Canada’s Northern Dynasty Minerals, the parent company of Pebble Limited Partnership, has been pushing the proposed Pebble mine project for over ten years, despite consistent, intense opposition from the people of Bristol Bay and Alaska.

Bristol Bay residents have said no to the Pebble mine for over ten years and will keep saying no when a new Pebble partner tests the water

Photo by Donald Blank

The company just announced a potential investment partnership that will fuel its next step to put a huge copper and gold mine at the headwaters of arguably the last great wild salmon fishery in the world.

The deal with Vancouver-based First Quantum Minerals would give Northern Dynasty an infusion of cash while offering Quantum the option to buy a 50 percent interest in the proposed project over the next four years.

Northern Dynasty needs the money. It has never run a mine, let alone generated a single dime of revenue.

Bad money after bad

Companies have poured money into the project before. Rio Tinto and Anglo American joined Northern Dynasty for years, but abandoned the project in 2014 and 2013, respectively, because of fierce opposition to the proposed mine.

The latest partnership only deepens the resolve of the people of Bristol Bay.

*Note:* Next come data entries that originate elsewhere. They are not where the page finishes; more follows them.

PR #3697, opened 2026-05-12
fix(dart): Make sentryOnError synchronous in runZonedGuarded

### LINKED ISSUE #3541: runZonedGuarded error handler is async, causing errors to be silently swallowed
## Description

The `sentryOnError` handler in `SentryRunZonedGuarded.sentryRunZonedGuarded` is declared as `async`, but Dart's `runZonedGuarded` expects a synchronous `void Function(Object, StackTrace)` callback.

**File:** `lib/src/sentry_run_zoned_guarded.dart:19`

```dart
final sentryOnError = (exception, stackTrace) async {
  await _captureError(hub, options, exception, stackTrace);
  if (onError != null) {
    onError(exception, stackTrace);
  }
};
```

This causes two problems:

### 1. The `onError` callback runs inside an unawaited Future

Since `sentryOnError` is `async`, it returns a `Future<void>` which Dart silently coerces to `void`. The `runZonedGuarded` implementation never awaits this future. This means:

- `_captureError` may not complete before the process exits — events can be lost
- The user's `onError` callback executes inside the unawaited future rather than synchronously

### 2. Rethrowing in `onError` creates an infinite loop that Dart silently drops

If the user's `onError` callback rethrows the error (a common pattern to preserve normal crash behavior):

```dart
Sentry.runZonedGuarded(() async {
  await Sentry.init(...);
}, (error, stackTrace) {
  throw error; // intended to let the error propagate
});
```

The `throw error` happens inside the unawaited `async` future, which makes it a new uncaught error in the same zone — triggering `sentryOnError` again in an infinite loop. Dart breaks this loop by silently dropping the error.

**Net effect:** The unhandled exception is completely swallowed — no stack trace is printed, and the Sentry event may not be sent either.

### Expected behavior

Errors should propagate normally after being captured by Sentry. The user's `onError` callback should be able to rethrow errors to preserve the default unhandled exception output.

### Reproduction

```dart
Future<void> main() async {
  Sentry.runZonedGuarded(() async {
    await Sentry.init(
      (options) {
        options.dsn = '...';
      },
      callAppRunnerInRunZonedGuarded: false,
      appRunner: () async {
        throw Exception('some test');
      },
    );
  }, (error, stackTrace) {
    throw error;
  });
}
```

**Without Sentry:** prints `Unhandled exception: Exception: some test` with full stack trace.
**With Sentry:** silently exits with no output.

### Suggested fix

Make `sentryOnError` synchronous and call `_captureError` without awaiting (or use `unawaited`), then invoke the user's `onError` synchronously:

```dart
final sentryOnError = (exception, stackTrace) {
  unawaited(_captureError(hub, options, exception, stackTrace));
  if (onError != null) {
    onError(exception, stackTrace);
  }
};
```

This preserves the synchronous contract expected by `runZonedGuarded` and allows the user's `onError` to rethrow normally.

theprantadutta:
## :scroll: Description

`SentryRunZonedGuarded.sentryRunZonedGuarded` wraps the user's `onError` in `sentryOnError`, which is passed to Dart's `runZonedGuarded`. The wrapper was declared `async`, so it returned a `Future<void>` that the framework silently coerced to `void` and discarded.

Two consequences:

1. `_captureError(...)` was awaited inside an unawaited future, which meant the user-supplied `onError` only ran after the awaited microtask resolved (rather than synchronously during error dispatch).
2. If the user's `onError` rethrew the error — a common pattern to preserve normal crash output — the throw became an uncaught async error in the same zone and recursively re-entered `sentryOnError` until Dart silently dropped it. The unhandled exception was swallowed entirely (no stack trace printed, no Sentry event guaranteed to have been sent).

This PR makes the handler synchronous, fires `_captureError` via `unawaited`, and calls the user's `onError` synchronously so a rethrow propagates out through `runZonedGuarded` instead of looping back into itself.

```dart
// Before
final sentryOnError = (exception, stackTrace) async {
  await _captureError(hub, options, exception, stackTrace);
  if (onError != null) onError(exception, stackTrace);
};

// After
final sentryOnError = (Object exception, StackTrace stackTrace) {
  unawaited(_captureError(hub, options, exception, stackTrace));
  if (onError != null) onError(exception, stackTrace);
};
```

The synchronous prefix of `_captureError` — the `options.log` call, span-status update via `hub.configureScope`, and the call into `hub.captureEvent` — all still run before the first `await`, so the existing tests that observe scope and event state continue to pass.

Closes #3541

- Added a regression test (`invokes user onError synchronously and captures the event (regression for #3541)`) that observes the user's `onError` synchronously from the caller frame. With the broken `async` handler this snapshot was `false` because the user callback only ran after `await _captureError(...)`; with the fix it is `true`.
- Verified the regression test **fails** when the source fix is reverted (`Expected: true / Actual: <false>`), then passes once restored.
- The existing 4 tests (`calls onError`, `calls zoneSpecification print`, `marks transaction as internal error if no status`, `sets level to error instead of fatal`) all continue to pass — the synchronous prefix of `_captureError` still sets the scope/span state before the existing tests observe it.
- `dart analyze --fatal-warnings` on `packages/dart/` — clean.
- Ran `hub_test.dart` alongside to check for nearby regressions — all 72 tests pass.

## :pencil: Checklist

- [ ] I updated the docs if needed (no doc changes — internal behaviour)
- [x] All tests passing
- [x] No breaking changes (public API unchanged; the handler's external contract was already `void Function(Object, StackTrace)`, the async return was being discarded)

### DIFF
--- a/packages/dart/test/sentry_run_zoned_guarded_test.dart
+++ b/packages/dart/test/sentry_run_zoned_guarded_test.dart
@@ -90,6 +90,57 @@ void main() {
       await span?.finish();
     });
 
+    test(
+        'invokes user onError synchronously and captures the event '
+        '(regression for #3541)', () async {
+      // Before the fix `sentryOnError` was declared `async`, returning a
+      // `Future<void>` that `runZonedGuarded` discarded. The user's
+      // `onError` only ran after `await _captureError(...)` resolved on
+      // a later microtask, which meant a rethrow from `onError` became
+      // an uncaught async error of the same zone — recursively
+      // re-entering `sentryOnError` until Dart silently dropped it.
+      //
+      // After the fix `sentryOnError` is synchronous: `_captureError` is
+      // fire-and-forget via `unawaited`, and the user's `onError` runs
+      // (and may rethrow cleanly) before `sentryRunZonedGuarded`
+      // returns. The clearest sync-vs-async discriminator is whether
+      // the user's onError has been invoked by the time control returns
+      // to the caller.
+      final client = MockSentryClient();
+      final hub = Hub(fixture.options);
+      hub.bindClient(client);
+
+      var userOnErrorCalled = false;
+      var userOnErrorCalledSyncFromCaller = false;
+
+      SentryRunZonedGuarded.sentryRunZonedGuarded(
+        hub,
+        () => throw StateError('boom'),
+        (error, stackTrace) {
+          userOnErrorCalled = true;
+        },
+      );
+      // Synchronous snapshot: with the sync handler this must already
+      // be `true`; with the broken async handler it would still be
+      // `false` because `await _captureError(...)` had not yet
+      // resolved.
+      userOnErrorCalledSyncFromCaller = userOnErrorCalled;
+
+      expect(userOnErrorCalledSyncFromCaller, isTrue,
+          reason: "sentryOnError must invoke the user's onError synchronously, "
+              "not after an awaited microtask. Otherwise a rethrow from "
+              "onError becomes an unhandled async error of the same zone "
+              "and recursively re-enters sentryOnError until Dart drops "
+              "the error.");
+
+      // The unawaited `_captureError` still reaches the client; we just
+      // observe it after microtasks drain.
+      await Future<void>.delayed(const Duration(milliseconds: 50));
+      expect(client.captureEventCalls, hasLength(1),
+          reason: 'The Sentry event must still be captured even though '
+              '`_captureError` is now fire-and-forget.');
+    });
+
     test('sets level to error instead of fatal', () async {
       final client = MockSentryClient();
       final hub = Hub(fixture.options);
--- a/packages/dart/test/sentry_run_zoned_guarded_test.dart
+++ b/packages/dart/test/sentry_run_zoned_guarded_test.dart
@@ -90,28 +90,13 @@ void main() {
       await span?.finish();
     });
 
-    test(
-        'invokes user onError synchronously and captures the event '
-        '(regression for #3541)', () async {
-      // Before the fix `sentryOnError` was declared `async`, returning a
-      // `Future<void>` that `runZonedGuarded` discarded. The user's
-      // `onError` only ran after `await _captureError(...)` resolved on
-      // a later microtask, which meant a rethrow from `onError` became
-      // an uncaught async error of the same zone — recursively
-      // re-entering `sentryOnError` until Dart silently dropped it.
-      //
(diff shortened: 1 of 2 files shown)


packages/dart/test/sentry_run_zoned_guarded_test.dart
```diff
@@ -90,6 +90,57 @@ void main() {
       await span?.finish();
     });
 
+    test(
```
buenaflor: you can add the reference to the issue regression as a comment instead

packages/dart/test/sentry_run_zoned_guarded_test.dart
```diff
@@ -90,6 +90,57 @@ void main() {
...
+      // a later microtask, which meant a rethrow from `onError` became
+      // an uncaught async error of the same zone — recursively
+      // re-entering `sentryOnError` until Dart silently dropped it.
+      //
+      // After the fix `sentryOnError` is synchronous: `_captureError` is
+      // fire-and-forget via `unawaited`, and the user's `onError` runs
+      // (and may rethrow cleanly) before `sentryRunZonedGuarded`
+      // returns. The clearest sync-vs-async discriminator is whether
+      // the user's onError has been invoked by the time control returns
+      // to the caller.
```
buenaflor: don't think all this comment is needed

packages/dart/test/sentry_run_zoned_guarded_test.dart
```diff
@@ -90,6 +90,57 @@ void main() {
...
+
+      expect(userOnErrorCalledSyncFromCaller, isTrue,
+          reason: "sentryOnError must invoke the user's onError synchronously, "
+              "not after an awaited microtask. Otherwise a rethrow from "
+              "onError becomes an unhandled async error of the same zone "
+              "and recursively re-enters sentryOnError until Dart drops "
+              "the error.");
+
+      // The unawaited `_captureError` still reaches the client; we just
+      // observe it after microtasks drain.
```
buenaflor: same here, we can remove these comments, they're quite verbose imo

theprantadutta:
Thanks for the review @buenaflor! Addressed all three notes in `f2f0e7b6`:

- moved the "regression for #3541" out of the test name into a leading code comment
- dropped the long bug-history paragraph at the top of the test
- removed the "we just observe it after microtasks drain" comment
- also trimmed the `reason:` text and the redundant inline variable comment

All 5 tests still pass locally.

buenaflor (approved):

PR #3698, opened 2026-05-12
fix(dart): Route SDK diagnostic logs to browser console on web

### LINKED ISSUE #3043: [Flutter Web] Debug logs do not show up in the browser dev console
On web we could forward log calls to `print` instead of `developer.log`

theprantadutta:
## :scroll: Description

Splits the default output for `SentryInternalLogger` into platform-specific implementations selected via the existing `_io_*` / `_web_*` companion-file pattern (already used by `_io_platform.dart` / `_web_platform.dart`, `origin_io.dart` / `origin_web.dart`, `dart_exception_type_identifier_io.dart` / `_web.dart`, etc.):

- `_io_default_log_output.dart` keeps the existing `dart:developer.log` behaviour on the VM, so DevTools and IDE log views are unchanged.
- `_web_default_log_output.dart` forwards to `window.console.*` via `package:web`, mapping `SentryLevel` to the matching console method:

  | `SentryLevel`     | `console.*`     |
  | ----------------- | --------------- |
  | `fatal` / `error` | `console.error` |
  | `warning`         | `console.warn`  |
  | `info`            | `console.info`  |
  | `debug`           | `console.debug` |

`dart:developer.log` does not surface in the browser dev console on Flutter Web, so SDK diagnostic messages (the ones gated by `options.debug = true`) were silently dropped during web development.

I deliberately used `package:web` `console.*` instead of `print`, to address @buenaflor's concern from [the issue thread](https://github.com/getsentry/sentry-dart/issues/3043#issuecomment-4423246375):

> "Something we need to be careful of is that we have an integration that reports prints as breadcrumbs, I want to make sure we don't spill out internal prints as breadcrumbs."

Sentry's print-breadcrumb integration installs a `ZoneSpecification(print:)` hook inside `runZonedGuarded` and records every `print` call as a `Breadcrumb`. If the SDK's own internal diagnostic logger went through `print`, every internal line would feed back as a user-visible breadcrumb on captured events. Calling `console.*` directly bypasses that hook entirely.

Additionally, `RuntimeChecker.kDebugMode` already short-circuits the logger at the top of `_log()`, so the whole code path is tree-shaken from release builds regardless of platform — providing a second layer of safety against the breadcrumb-feedback scenario even if a future integration changes how `print` is intercepted.

Closes #3043

- Added `packages/dart/test/utils/default_log_output_test.dart` with two tests for the IO path: (a) it never produces output via `print` (so the same property holds for the web path, which uses `console.*`); (b) it accepts all `SentryLevel`s without throwing.
- Added a routing test to `internal_logger_test.dart` that verifies the conditional import resolves to the IO file on the VM (no `print` output when logging through the public `SentryInternalLogger`).
- Verified the web target compiles cleanly: `dart compile js -o build/main.dart.js web/main.dart` in `packages/dart/example_web/` succeeds with the new conditional import in place.
- The existing 25 `internal_logger_test.dart` tests still pass.
- `dart analyze --fatal-warnings` on `packages/dart/` — clean.

The web `console.*` behaviour itself is not unit-tested on the VM (the web file can't be exercised there); the `example_web` compile path provides the static-typecheck guarantee, and a Flutter Web app with `options.debug = true` would surface the diagnostic logs at the appropriate severity in the dev console.

## :pencil: Checklist

- [ ] I updated the docs if needed (no doc changes — internal logger format)
- [x] All tests passing (existing + new)
- [x] No breaking changes (purely an additive platform split; VM behaviour unchanged)

### DIFF
--- a/packages/dart/lib/src/utils/_io_default_log_output.dart
+++ b/packages/dart/lib/src/utils/_io_default_log_output.dart
@@ -1,0 +1,22 @@
+import 'dart:developer' as dev;
+
+import '../protocol/sentry_level.dart';
+
+/// Default log output for non-web platforms. Uses `dart:developer.log` which
+/// integrates with Dart DevTools and the Flutter / IDE log views.
+void defaultLogOutput({
+  required String name,
+  required SentryLevel level,
+  required String message,
+  Object? error,
+  StackTrace? stackTrace,
+}) {
+  dev.log(
+    '[${level.name}] $message',
+    name: name,
+    level: level.toDartLogLevel(),
+    error: error,
+    stackTrace: stackTrace,
+    time: DateTime.now(),
+  );
+}
--- a/packages/dart/lib/src/utils/_web_default_log_output.dart
+++ b/packages/dart/lib/src/utils/_web_default_log_output.dart
@@ -1,0 +1,51 @@
+import 'dart:js_interop';
+
+import 'package:web/web.dart' as web;
+
+import '../protocol/sentry_level.dart';
+
+/// Default log output for web. `dart:developer.log` calls do not surface in
+/// the browser dev console on Flutter Web, so diagnostic SDK messages were
+/// otherwise silently dropped.
+///
+/// We deliberately forward to `window.console.*` (via `package:web`) instead
+/// of using Dart's top-level `print`. Sentry installs a print-zone hook in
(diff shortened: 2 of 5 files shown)


buenaflor (approved):
lgtm 👍

buenaflor:
I'll rerun some of the tests later, seems like CI is acting up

Within hours of the announcement, they already sent a letter to First Quantum to fill the company in on local opposition to the project.

The threat is real, the resolve absolute

The Koktuli River winds its way down into Bristol Bay. Photo by Carl Johnson.

The ore deposit sits on a porous watershed that connects hundreds of miles of rivers and streams to the marine environment of Bristol Bay. Water moves through and between the soil and waterways from the bay to mountain headwaters, with salmon using nearly all of that habitat throughout their life cycle.

The Environmental Protection Agency’s own Watershed Assessment concluded that a mine would be catastrophic to the region’s fisheries and wildlife.

“This is not the first company to test the waters with this proposed mine,” said Myrtice Evalt, interim executive director for Nunamta Aulukestai, a coalition of Alaska Native Village Corporations and tribes in the Bristol Bay region. “This proposed project is not welcome here. We will fight this project long after this company leaves, because this is not about money for us. This is about our communities, our culture, our homes.”